The third meal, Seudah Shelishit, often starting close to sunset is more contemplative as Shabbat draws to a close, focusing on the redemptive aspect of Shabbat which looks forward in time to a Messianic future of a peaceful world. Psalm 23, “Mizmor LeDavid”, “the Lord is my Shepherd” (p. 574 in the Authorised Daily Prayer Book and p. 590 in the Artscroll Siddur), is a popular and stirring song at this time. Rabbi Sacks called it “the greatest short poem of faith in any language.” The second and third meals also have two challot/loaves, although the requirement for this at the third meal is less stringent. Either one loaf or pieces of bread can be used instead, or some “mezonot” items, if you do not have bread.

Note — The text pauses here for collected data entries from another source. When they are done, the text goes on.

PR #203, opened 2015-06-29
using os:timestamp/0 since erlang:now/0 is deprecated

marcelog:
Hi guys,

This pull was opened following a suggestion I got in this one [https://github.com/jbrisbin/rabbit_common/pull/15](https://github.com/jbrisbin/rabbit_common/pull/15). It replaces the calls to `erlang:now/0` which is now deprecated ([http://www.erlang.org/news/85](http://www.erlang.org/news/85)) with a call to `os:timestamp/0`.

A CA was sent via email.

Any thoughts?

Thanks in advance.

### DIFF
--- a/src/file_handle_cache.erl
+++ b/src/file_handle_cache.erl
@@ -526,7 +526,7 @@ clear(Ref) ->
       end).
 
 set_maximum_since_use(MaximumAge) ->
-    Now = now(),
+    Now = os:timestamp(),
     case lists:foldl(
            fun ({{Ref, fhc_handle},
                  Handle = #handle { hdl = Hdl, last_used_at = Then }}, Rep) ->
@@ -695,7 +695,7 @@ get_or_reopen(RefNewOrReopens) ->
         {OpenHdls, []} ->
             {ok, [Handle || {_Ref, Handle} <- OpenHdls]};
         {OpenHdls, ClosedHdls} ->
-            Oldest = oldest(get_age_tree(), fun () -> now() end),
+            Oldest = oldest(get_age_tree(), fun () -> os:timestamp() end),
             case gen_server2:call(?SERVER, {open, self(), length(ClosedHdls),
                                             Oldest}, infinity) of
                 ok ->
@@ -731,7 +731,7 @@ reopen([{Ref, NewOrReopen, Handle = #handle { hdl          = closed,
            end,
     case prim_file:open(Path, Mode) of
         {ok, Hdl} ->
-            Now = now(),
+            Now = os:timestamp(),
             {{ok, _Offset}, Handle1} =
                 maybe_seek(Offset, reset_read_buffer(
                                      Handle#handle{hdl              = Hdl,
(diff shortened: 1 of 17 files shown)


michaelklishin:
This looks OK to me. I don't see your CA in `contribute@rabbitmq.com`, can you send it to me directly? `mklishin` in Pivotal domain.

marcelog:
That was a quick :) I just sent you the signed CA. 

Thanks!

michaelklishin:
Got it.

videlalvaro:
The problem I see is that according to these docs: http://www.erlang.org/doc/apps/erts/time_correction.html#Dos_and_Donts yes, using `erlang:now/0` is deprecated, but is not just a job of search/replace for `os:timestamp/0`, as far as I can understand.

Then we have the problem of RabbitMQ supporting quite old Erlang versions, so we might need to do something like what's suggested on section 2.8 of that document.

michaelklishin:
`os:timestamp/0` is [available even in R13B03](http://erldocs.com/R13B03/kernel/os.html?search=os:tim&i=0#timestamp/0), the oldest release we support.

marcelog:
Hi guys,

Thanks for your comments! Both have valid points.

I settled on this change because as Michael states, the function is available in the minimum OTP version required by RabbitMQ, and that seemed like a *reasonable* decision that didn't require to refactor more code. That same document also states that:

> If you want the same format as returned by erlang:now/0, use erlang:timestamp/0.

The idea of the change was to keep the rest of the code "as is", since it depends on the result format. 

Thoughts?

michaelklishin:
@marcelog we are not opposed to this change (in fact, we did exactly that in a few place already), just need to the potential risk here some more. @dumbbell will cast his opinion quite soon.

dumbbell:
Hi @marcelog!

I share @videlalvaro's opinion: `os:timestamp()`, despite returning a time in the same format as `erlang:now()`, is not a drop-in replacement. As far as I understand, time returned by `os:timestamp()` is the OS wall clock, therefore it can go backward, whereas `erlang:now()` increases monotonically.

To fix our (ab)use of `erlang:now()`, all uses need to be audited to determine what we use this function for: a monotonically increasing value, a calculation of elapsed time, a date/time, and so on. Then, I like the advice given in Erlang's documentation of using a wrapper module to be compatible with the old and new APIs. There is such a [module provided in the Erlang source distribution](https://github.com/erlang/otp/blob/maint/erts/example/time_compat.erl)

marcelog:
Hi @dumbbell,

Thanks for stepping in!

It's true that `os:timestamp/0` is not monotonic, that's a good point. It is also true that the behavior of `erlang:now/0` would make the system stall to compensate time differences, and might have a nasty effect too.

I agree then, and it makes sense that perhaps one with a deeper understanding of the code works in a patch for each one of the use cases. Feel free to close this pull if you feel you want to go this way.

Thanks for the enriching discussion :)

Havdala, at the end of Shabbat, is the other part of the command to “remember” Shabbat (as derived from the 4th of the 10 Commandments), which mandates us to mention Shabbat at its start and end each week. As with Kiddush, wine or grape juice set the occasion (for Havdala but not for Kiddush, you can instead use a popular national drink, such as beer). A candle is lit to show, through the kindling of fire, the contrast between the Shabbat prohibition of melacha (creative activity) and the return to weekday life. The besamim, spices, give us a scent of Shabbat to take into the week, as we emerge spiritually refreshed to start a new week. Before lighting the candle, we make a verbal declaration that Shabbat has finished. This can either be through saying the Ma’ariv (evening prayers) or a simple declaration, Baruch Hamavdil bein kodesh lechol, Blessed is God who distinguishes between sacred and profane.

Reflecting on Shabbat rituals at home, Rabbi Sacks writes in his introduction to the Koren Birkon that, ”These are simple prayers and poems, yet the truth to which they testify is large. God lives in simple things: light, wine…love…gratitude. God fills the space we create for Him, and the way to do so is by opening our hearts and minds.”